#### Instructions for the task:
Please copy out all the data. Every detail stays the same.

BEGIN

PR #1351, opened 2022-04-18
Sample file validation in edit form fix

### LINKED ISSUE #1350: Validating file on edit form doesn't work
Screenshot from 2022-04-18 11-14-16

claudiaHash:
Fixes #1350  .

### DIFF
--- a/src/components/@shared/FormFields/FilesInput/index.tsx
+++ b/src/components/@shared/FormFields/FilesInput/index.tsx
@@ -19,7 +19,6 @@ export default function FilesInput(props: InputProps): ReactElement {
     e.preventDefault()
 
     try {
-      console.log('FILES URL: ', url, values, asset)
       const providerUrl = values?.services
         ? values?.services[0].providerUrl.url
         : asset.services[0].serviceEndpoint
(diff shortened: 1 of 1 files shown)


src/components/@shared/FormFields/FilesInput/index.tsx
```diff
@@ -6,18 +6,22 @@ import { InputProps } from '@shared/FormInput'
...
 
   async function handleValidation(e: React.SyntheticEvent, url: string) {
     // File example 'https://oceanprotocol.com/tech-whitepaper.pdf'
     e.preventDefault()
 
     try {
-      const providerUrl = values?.services[0].providerUrl.url
+      const providerUrl = values?.services
+        ? values?.services[0].providerUrl.url
+        : asset.services[0].serviceEndpoint
```
mihaisc, line 24: Not sure what to think about this. Considering this component will not be used in other places ... i think it's ok. Refactoring this will take too much time.

mihaisc (approved):

src/components/@shared/FormFields/FilesInput/index.tsx
bogdanfazakas, line 24: Why don't we keep just `asset?.services?[0]?.serviceEndpoint` since the providerUrl can't be edited ?

claudiaHash: not sure bout the implications since this component is used in publish form as well

bogdanfazakas: yep nvm them makes sense 😃

bogdanfazakas (approved):

Issue #1148, opened 2022-03-01
Test walletconnect


mihaisc:
Test if portis/walletconnect(+ ledger) are working in v4 for all the basic flows: publish (all 3 pricing schemas) , order, trade,  add/remove liquidity 

Previous issues with walletconnect : https://github.com/oceanprotocol/market/issues/592

LucaMilanese90:
I can't seem to be able to connect to the market with Portis, is it because https://v4.market.oceanprotocol.com/ is a preview link? 
![Screenshot 2022-03-17 at 16 38 09](https://user-images.githubusercontent.com/20192135/158838570-e1fbca8b-cd2b-419f-b1b8-2d41ea4f1bed.png)

AnaLoznianu:
@kremalicious Can we add the Portis key?

kremalicious:
Fun fact, 229 accounts seem to have used Portis in Ocean Market so far:

<img width="1043" alt="Screen Shot 2022-03-29 at 11 42 40" src="https://user-images.githubusercontent.com/90316/160594342-f7febe4f-a604-4a65-8d58-f86d2d4aef32.png">

kremalicious:
Alright, set the allow list domains to:

```
https://market.oceanprotocol.com,https://*.oceanprotocol.vercel.app,https://*.market.oceanprotocol.com
```

kremalicious:
Regression of combination walletconnect + Ledger Live in v4 preview:

On iOS and iPadOS getting only the QR code after selecting walletconnect when it should bring up the mobile app screen to use it on same device, like on balancer:

![image](https://user-images.githubusercontent.com/90316/160603383-ba178c67-8e5f-4267-902e-939506a3ae74.png)

We want this:
![image](https://user-images.githubusercontent.com/90316/160603418-e4e58e0c-3bf2-49f1-8ce3-12949fb625f9.png)

mihaisc:
Interesting last time i tested i explicitly remember that cool walletconnect select popup, i was kinda impressed. Not sure what happened , i don't think we touched the integration since then

LucaMilanese90:
I have been able to successfully publish an asset from a wallet connected through WalletConnect scanning the QR through Metamask Mobile. Correctly received the transaction notifications and sent the confirmation from my smartphone (iOS).
https://v4.market.oceanprotocol.com/asset/did:op:6137dd7a9d068708df3b9527ebb3a82420c21c49eed36e28ffb067053839fa54

[...]

PR #1355, opened 2022-04-25
package updates

kremalicious:
* bump to ocean.js v1.0.0-next.37
* bump all web3 & wallet related packages
* enable all custom portis components again, ref #1148


EnzoVezzaro:
I was unable to connect, but i think it's been worked out in #1148 as it has been already reported in there. 
Screen Shot 2022-04-25 at 7 25 36 AM

EnzoVezzaro (approved):

kremalicious:
> I was unable to connect

works via whitelisting domains and we have setup `https://market.oceanprotocol.com,https://*.oceanprotocol.vercel.app,https://*.market.oceanprotocol.com` on Portis so maybe you used `localhost`? Although I was actually able to login when using `localhost` which I think should not be possible

EnzoVezzaro:
> > I was unable to connect
> 
> works via whitelisting domains and we have setup `https://market.oceanprotocol.com,https://*.oceanprotocol.vercel.app,https://*.market.oceanprotocol.com` on Portis so maybe you used `localhost`? Although I was actually able to login when using `localhost` which I think should not be possible

Mmm.... weird, I'm actually testing what's in [preview](https://market-hp7vp4gg5-oceanprotocol.vercel.app/) so It should work then, but I'm still facing this issue. I'll keep on eye on #1148

PR #1358, opened 2022-04-25
add dataset search 

corrie-sloot:
This pull request implements first-class integration of the market with [Google Dataset Search](https://datasetsearch.research.google.com/). Dataset Search is a search engine for datasets. By adding a little standardised [structured data](https://developers.google.com/search/docs/advanced/structured-data/dataset) (JSON-LD) to the market HTML source, it will allow users outside of the Ocean ecosystem to more easily find and purchase datasets.

Certain properties already existed for a DID, such as name, description, creator, license, etc. Others may be added in the future when datasets are published such as temporalCoverage, spatialCoverage, Tabular datasets, etc. [Complete list of machine-readable properties for a dataset](https://schema.org/Dataset).

This project was proposed during the [Round 16 DAO](https://port.oceanprotocol.com/t/mpowered-first-class-integration-of-market-with-google-dataset-search-round-16/1679) and subsequently approved by @trentmc


src/components/Asset/AssetActions/index.tsx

END

#### Task answer:
PR #1351, opened 2022-04-18
Sample file validation in edit form fix

### LINKED ISSUE #1350: Validating file on edit form doesn't work
Screenshot from 2022-04-18 11-14-16

claudiaHash:
Fixes #1350  .

### DIFF
--- a/src/components/@shared/FormFields/FilesInput/index.tsx
+++ b/src/components/@shared/FormFields/FilesInput/index.tsx
@@ -19,7 +19,6 @@ export default function FilesInput(props: InputProps): ReactElement {
     e.preventDefault()
 
     try {
-      console.log('FILES URL: ', url, values, asset)
       const providerUrl = values?.services
         ? values?.services[0].providerUrl.url
         : asset.services[0].serviceEndpoint
(diff shortened: 1 of 1 files shown)


src/components/@shared/FormFields/FilesInput/index.tsx
```diff
@@ -6,18 +6,22 @@ import { InputProps } from '@shared/FormInput'
...
 
   async function handleValidation(e: React.SyntheticEvent, url: string) {
     // File example 'https://oceanprotocol.com/tech-whitepaper.pdf'
     e.preventDefault()
 
     try {
-      const providerUrl = values?.services[0].providerUrl.url
+      const providerUrl = values?.services
+        ? values?.services[0].providerUrl.url
+        : asset.services[0].serviceEndpoint
```
mihaisc, line 24: Not sure what to think about this. Considering this component will not be used in other places ... i think it's ok. Refactoring this will take too much time.

mihaisc (approved):

src/components/@shared/FormFields/FilesInput/index.tsx
bogdanfazakas, line 24: Why don't we keep just `asset?.services?[0]?.serviceEndpoint` since the providerUrl can't be edited ?

claudiaHash: not sure bout the implications since this component is used in publish form as well

bogdanfazakas: yep nvm them makes sense 😃

bogdanfazakas (approved):

Issue #1148, opened 2022-03-01
Test walletconnect


mihaisc:
Test if portis/walletconnect(+ ledger) are working in v4 for all the basic flows: publish (all 3 pricing schemas) , order, trade,  add/remove liquidity 

Previous issues with walletconnect : https://github.com/oceanprotocol/market/issues/592

LucaMilanese90:
I can't seem to be able to connect to the market with Portis, is it because https://v4.market.oceanprotocol.com/ is a preview link? 
![Screenshot 2022-03-17 at 16 38 09](https://user-images.githubusercontent.com/20192135/158838570-e1fbca8b-cd2b-419f-b1b8-2d41ea4f1bed.png)

AnaLoznianu:
@kremalicious Can we add the Portis key?

kremalicious:
Fun fact, 229 accounts seem to have used Portis in Ocean Market so far:

<img width="1043" alt="Screen Shot 2022-03-29 at 11 42 40" src="https://user-images.githubusercontent.com/90316/160594342-f7febe4f-a604-4a65-8d58-f86d2d4aef32.png">

kremalicious:
Alright, set the allow list domains to:

```
https://market.oceanprotocol.com,https://*.oceanprotocol.vercel.app,https://*.market.oceanprotocol.com
```

kremalicious:
Regression of combination walletconnect + Ledger Live in v4 preview:

On iOS and iPadOS getting only the QR code after selecting walletconnect when it should bring up the mobile app screen to use it on same device, like on balancer:

![image](https://user-images.githubusercontent.com/90316/160603383-ba178c67-8e5f-4267-902e-939506a3ae74.png)

We want this:
![image](https://user-images.githubusercontent.com/90316/160603418-e4e58e0c-3bf2-49f1-8ce3-12949fb625f9.png)

mihaisc:
Interesting last time i tested i explicitly remember that cool walletconnect select popup, i was kinda impressed. Not sure what happened , i don't think we touched the integration since then

LucaMilanese90:
I have been able to successfully publish an asset from a wallet connected through WalletConnect scanning the QR through Metamask Mobile. Correctly received the transaction notifications and sent the confirmation from my smartphone (iOS).
https://v4.market.oceanprotocol.com/asset/did:op:6137dd7a9d068708df3b9527ebb3a82420c21c49eed36e28ffb067053839fa54

[...]

PR #1355, opened 2022-04-25
package updates

kremalicious:
* bump to ocean.js v1.0.0-next.37
* bump all web3 & wallet related packages
* enable all custom portis components again, ref #1148


EnzoVezzaro:
I was unable to connect, but i think it's been worked out in #1148 as it has been already reported in there. 
Screen Shot 2022-04-25 at 7 25 36 AM

EnzoVezzaro (approved):

kremalicious:
> I was unable to connect

works via whitelisting domains and we have setup `https://market.oceanprotocol.com,https://*.oceanprotocol.vercel.app,https://*.market.oceanprotocol.com` on Portis so maybe you used `localhost`? Although I was actually able to login when using `localhost` which I think should not be possible

EnzoVezzaro:
> > I was unable to connect
> 
> works via whitelisting domains and we have setup `https://market.oceanprotocol.com,https://*.oceanprotocol.vercel.app,https://*.market.oceanprotocol.com` on Portis so maybe you used `localhost`? Although I was actually able to login when using `localhost` which I think should not be possible

Mmm.... weird, I'm actually testing what's in [preview](https://market-hp7vp4gg5-oceanprotocol.vercel.app/) so It should work then, but I'm still facing this issue. I'll keep on eye on #1148

PR #1358, opened 2022-04-25
add dataset search 

corrie-sloot:
This pull request implements first-class integration of the market with [Google Dataset Search](https://datasetsearch.research.google.com/). Dataset Search is a search engine for datasets. By adding a little standardised [structured data](https://developers.google.com/search/docs/advanced/structured-data/dataset) (JSON-LD) to the market HTML source, it will allow users outside of the Ocean ecosystem to more easily find and purchase datasets.

Certain properties already existed for a DID, such as name, description, creator, license, etc. Others may be added in the future when datasets are published such as temporalCoverage, spatialCoverage, Tabular datasets, etc. [Complete list of machine-readable properties for a dataset](https://schema.org/Dataset).

This project was proposed during the [Round 16 DAO](https://port.oceanprotocol.com/t/mpowered-first-class-integration-of-market-with-google-dataset-search-round-16/1679) and subsequently approved by @trentmc


src/components/Asset/AssetActions/index.tsx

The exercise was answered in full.